Data excerpts
_ _ _
PR #161, opened 2026-02-26
fix: Show All button in DirectoryGroup now properly expands sessions

### LINKED ISSUE #150: "Show All" button in DirectoryGroup never expands beyond INITIAL_SESSIONS_SHOWN
## Bug

In `packages/web/src/client/src/components/all-chats/DirectoryGroup.tsx`, `sessionsToShow` is hardcoded to `filteredSessions.slice(0, INITIAL_SESSIONS_SHOWN)` with no local state to track whether the user clicked "Show all".

Clicking the button calls `loadMoreGroupSessions(encodedPath)`, which fetches more sessions from the server and updates the store — but the rendering slice cap never changes. The user can never see more than 10 sessions per directory group regardless of how many are loaded.

## Steps to Reproduce

1. Open All Chats page
2. Find a directory group with >10 sessions
3. Click "Show all N sessions"
4. Observe: still only 10 sessions displayed

## Expected

After clicking "Show all", all locally-loaded sessions should be rendered. If there are more on the server, fetch and display those too.

## Fix Direction

Add a local `showAll` state flag. When `showAll` is true, render `filteredSessions` unsliced. The "Show all" click should first expand locally-loaded sessions, and only fetch from the server when `hasMoreOnServer` is true.

## File

`packages/web/src/client/src/components/all-chats/DirectoryGroup.tsx` ~line 72-80

## Origin

PR #144 CodeRabbit review

edspencer:
## Summary

Fixes #150

- Added `showAll` state to track whether user clicked "Show all" button
- When `showAll` is true, component renders all `filteredSessions` instead of slicing to `INITIAL_SESSIONS_SHOWN`
- Button now shows all locally-loaded sessions first, then fetches more from server if `hasMoreOnServer` is true
- Button is hidden after being clicked (when `showAll` is true)

## Changes

1. Import `useState` from React
2. Add `showAll` state (defaults to `false`)
3. Conditionally slice `filteredSessions` based on `showAll` state
4. Update `handleShowAll` to set state and conditionally fetch from server
5. Hide button when `showAll` is true

## Test plan

- [ ] Verify "Show All" button appears for directory groups with >10 sessions
- [ ] Click "Show All" and verify all locally-loaded sessions are displayed
- [ ] Verify button disappears after clicking
- [ ] Verify additional sessions are fetched from server when needed
- [ ] Verify no TypeScript errors

## Release Notes

* **Bug Fixes**
  * Fixed the "Show All" button in the directory to properly expand beyond the initial view and display all available sessions
  * Now correctly reveals all locally-loaded sessions and automatically fetches additional sessions from the server when needed
  * The button is hidden once all sessions have been displayed

### DIFF
--- a/packages/web/src/client/src/components/all-chats/DirectoryGroup.tsx
+++ b/packages/web/src/client/src/components/all-chats/DirectoryGroup.tsx
@@ -6,7 +6,7 @@
  */
 
 import { ChevronRight, Info } from "lucide-react";
-import { useMemo } from "react";
+import { useMemo, useState } from "react";
 import { Link } from "react-router";
 import { agentPath } from "../../lib/paths";
 import type { DirectoryGroup as DirectoryGroupType, DiscoveredSession } from "../../lib/types";
@@ -62,6 +62,7 @@ function sessionMatchesQuery(session: DiscoveredSession, query: string): boolean
 
 export function DirectoryGroup({ group, expanded, onToggle, searchQuery }: DirectoryGroupProps) {
   const { loadMoreGroupSessions } = useAllChatsActions();
+  const [showAll, setShowAll] = useState(false);
 
   // Filter sessions client-side when searching
   const filteredSessions = useMemo(() => {
@@ -70,13 +71,18 @@ export function DirectoryGroup({ group, expanded, onToggle, searchQuery }: Direc
   }, [group.sessions, searchQuery]);
 
   // Determine how many sessions to show
-  const sessionsToShow = filteredSessions.slice(0, INITIAL_SESSIONS_SHOWN);
+  const sessionsToShow = showAll ? filteredSessions : filteredSessions.slice(0, INITIAL_SESSIONS_SHOWN);
   const hasMoreLoaded = filteredSessions.length > INITIAL_SESSIONS_SHOWN;
   const hasMoreOnServer = group.sessionCount > group.sessions.length;
 
   // Handle "Show all" click
   const handleShowAll = () => {
-    loadMoreGroupSessions(group.encodedPath);
+    // First, show all locally-loaded sessions
+    setShowAll(true);
+    // Then fetch more from server if there are any
+    if (hasMoreOnServer) {
+      loadMoreGroupSessions(group.encodedPath);
+    }
   };
 
   return (
@@ -145,7 +151,7 @@ export function DirectoryGroup({ group, expanded, onToggle, searchQuery }: Direc
               ))}
 
               {/* Show more button */}
-              {(hasMoreLoaded || hasMoreOnServer) && (
+              {!showAll && (hasMoreLoaded || hasMoreOnServer) && (
                 <div className="px-4 py-2">
                   <button
                     type="button"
_ _ _
> **ASSIGNED TASK**: Your answer must consist only of the lines from the start of the records above through the line with "track whether user", each retyped exactly.

> **PROBLEM SOLUTION**:
PR #161, opened 2026-02-26
fix: Show All button in DirectoryGroup now properly expands sessions

### LINKED ISSUE #150: "Show All" button in DirectoryGroup never expands beyond INITIAL_SESSIONS_SHOWN
## Bug

In `packages/web/src/client/src/components/all-chats/DirectoryGroup.tsx`, `sessionsToShow` is hardcoded to `filteredSessions.slice(0, INITIAL_SESSIONS_SHOWN)` with no local state to track whether the user clicked "Show all".

Clicking the button calls `loadMoreGroupSessions(encodedPath)`, which fetches more sessions from the server and updates the store — but the rendering slice cap never changes. The user can never see more than 10 sessions per directory group regardless of how many are loaded.

## Steps to Reproduce

1. Open All Chats page
2. Find a directory group with >10 sessions
3. Click "Show all N sessions"
4. Observe: still only 10 sessions displayed

## Expected

After clicking "Show all", all locally-loaded sessions should be rendered. If there are more on the server, fetch and display those too.

## Fix Direction

Add a local `showAll` state flag. When `showAll` is true, render `filteredSessions` unsliced. The "Show all" click should first expand locally-loaded sessions, and only fetch from the server when `hasMoreOnServer` is true.

## File

`packages/web/src/client/src/components/all-chats/DirectoryGroup.tsx` ~line 72-80

## Origin

PR #144 CodeRabbit review

edspencer:
## Summary

Fixes #150

- Added `showAll` state to track whether user clicked "Show all" button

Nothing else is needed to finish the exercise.